Issue #3213, opened 2026-06-16
Wheels 2.x > 4.x Performance Comparison


chapmandu:
Hi Team,

I have done a preliminary port of my application from 2.5 > 4.0.3. I am just wanting to know if there has been any performance comparisons or load testing done between the two versions. My initial test run is showing a considerably slower test suite execution.

Wheels 2.5 (RocketUnit)
Finished Tue Jun 16 2026 10:05:50 (Took 274 Seconds)

Wheels 4.0.3 (RocketUnit)
The full run took 1599 seconds (~27 minutes) — 1574 pass / 5 skip / 0 fail, finished at 08:03:19 yesterday.

Thanks for all your hard work on wheels framework. 💪 

Regards,
Adam

bpamiri:
@chapmandu Adam, would you be open to sharing a codebase to demonstrate the issue so I can run perf mon on it.

chapmandu:
Hi Peter,

Sorry but I can't share my employer's IP but would happily run some performance analysis on the code and share any findings. 

Are there any specific tools you'd like to run or metrics to gather? I'm running latest stable Lucee 5 on Tomcat. 

Regards,
Adam

bpamiri:
Ah, understood. I just need a rocketunit test suite. I'll create that on this side. But just out of curiosity, can you run your code on Lucee 7 to see if the results are any different.

bpamiri:
Hi @chapmandu — we found and fixed the main culprit. 🎯

**Root cause:** it wasn't per-*test* overhead, it was per-**object** overhead. Every `model().new()` and every row returned by a finder re-ran the framework's mixin integration from scratch — a directory scan of `vendor/wheels/model/`, a `createObject` + `getMetaData` for each of its ~18 files, and a re-resolve of all ~231 mixed-in methods — on *every* instance. A RocketUnit suite materializes huge numbers of objects, so it compounded badly. (`Controller`/`Mapper` had the same pattern.)

**Fix ([#3236](https://github.com/wheels-dev/wheels/pull/3236), merged to `develop`):** that work is now done once per application and reused. Measured on Lucee 7 + SQLite: model-instance creation dropped ~1.8× (2772 ms → 1513 ms for 2,000 instances) and the full framework suite went 33.3 s → ~22 s, with no behavior change. The win should be larger for an instance-heavy app suite like yours.

[...]

PR #3236, opened 2026-06-20
perf(model): cache mixin-integration plan to fix per-instance overhead (#3213)

bpamiri:
## What & why

Fixes the per-instance overhead behind #3213 (a 2.x RocketUnit suite running ~6× slower under 4.0.x).

### Root cause

A RocketUnit suite runs the whole suite in **one request** (`Test.cfc::$wheelsRunner`), so application-scoped caches (models, routes, schema) are built once — they are *not* the per-test cost. The cost is **per model-instance creation**, which a test suite does constantly:

`model("X").new()` and **every row** returned by `findAll`/`findOne`/`findByKey` → `model/create.cfc::$createInstance` → `$createObjectFromRoot(method="$initModelObject")` → `Injector.getInstance()`. Model components aren't singletons, so the injector takes the **transient** path: `createObject` + **`init()`** + `onDIcomplete()` *every time*. `Model.cfc::init()` runs **`$integrateComponents("wheels.model")`**, which on **every instance** did:

- a `directoryList` of `vendor/wheels/model/`
- a `createObject` **per file** (18)
- a `getMetaData()` **per file** (18)
- iterated all **231** public methods, and called `$willBeOverriddenByMixin` (which did a slow `IsDefined`) **per method**

`Controller.cfc` and `Mapper.cfc` carried the identical pattern.

### The fix

Build the integration plan **once per application** and replay it cheaply:

- `Global.cfc::$componentIntegrationPlan(path)` memoizes the directory scan + per-file `createObject` + `getMetaData` in `application.wheels.integrationPlans` (a sibling of the schema cache — rebuilt on reload, so framework edits are still picked up).
- Public method **references are pre-resolved** into the plan, removing the per-method `.access` check and `instance[name]` scope lookup from the hot path.
- The plugin-mixin **override set is precomputed** (`$mixinOverrideSet`), so the per-method `$willBeOverriddenByMixin` function call is gone from the loop.

**Semantics are unchanged**: the same public methods (and `super<name>` aliases) are mixed into `variables`/`this`, in the same order. Model keeps its `else → super<name>` branch, Controller keeps its no-`else` form, and Mapper keeps the `get`/`controller` exclude-list on its `wheels.Global` integration (via a fallback path). Function references are late-bound to the object they're invoked on, so sharing the cached references across instances is safe.

### Measurements (Lucee 7 + SQLite, this branch)

| | before | after |
|---|---|---|
| 2,000 × `model().new()` | 2772 ms | **1513 ms** (~1.8×) |
| full core suite duration | 33.3 s | **~22–24 s** |
| full core suite result | 4545 pass / 0 fail | **4549 pass / 0 fail / 0 error** |

(The full suite is only partly instance-creation, so its delta understates the win for an instance-heavy suite like the reporter's.)

### Tests

Adds `vendor/wheels/tests/specs/model/integrationPlanCacheSpec.cfc` pinning that the cache is populated and reused, and that materialized instances keep the full, working mixed-in method surface (and stay independent).

### Follow-up (not in this PR)

Profiling showed a larger ceiling: cloning a lean pre-mixed prototype with `Duplicate()` materializes an instance in ~0.13 ms vs ~0.76 ms — ~5.8×. I did **not** take that here because it's a deep change to the hottest path with real cross-engine hazards (e.g. BoxLang's `onDIcomplete` does `variables.this = this`, which `Duplicate` would leave pointing at the prototype), and I could only validate Lucee 7 in this environment. Worth its own PR with the full engine matrix.

Verified on Lucee 7 + SQLite; the cross-engine matrix (Adobe/BoxLang) should run in CI.

https://claude.ai/code/session_0167uSbSN4vZqQqL5QZfdiQm

---
_Generated by [Claude Code](https://claude.ai/code/session_0167uSbSN4vZqQqL5QZfdiQm)_


bpamiri:
Addressed the non-blocking test note in `92e8c87`: dropped the array `.equals()` idiom from `integrationPlanCacheSpec.cfc`.

I went with a slightly different mechanism than the suggested `ArrayAppend(plan, …)`, because assigning the cached array to a local first (`var plan = …integrationPlans["wheels.model"]`) can hit Adobe CF's array-copy-by-value behavior — the append would mutate the copy, leaving the cache untouched and the assertion failing on Adobe. Instead I tag the cached entry through the full application-scope path so the write lands in place:

```cfm
application.wheels.integrationPlans["wheels.model"][1]["cacheReuseSentinel"] = true;
model("author").new();   // must reuse the cached plan, not rebuild it
expect(
    StructKeyExists(application.wheels.integrationPlans["wheels.model"][1], "cacheReuseSentinel")
).toBeTrue();
```

Same property proven (entry reused, not rebuilt), only core struct functions, so it's portable across Lucee/Adobe/BoxLang. Verified green on Lucee 7 (model suite 917 pass / 0 fail).

---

=== WORK TO BE COMPLETED ===
Search the data for the word "claude" and report how many lines include it, with the number alone.

=== RESPONSE TO THIS EXERCISE ===
2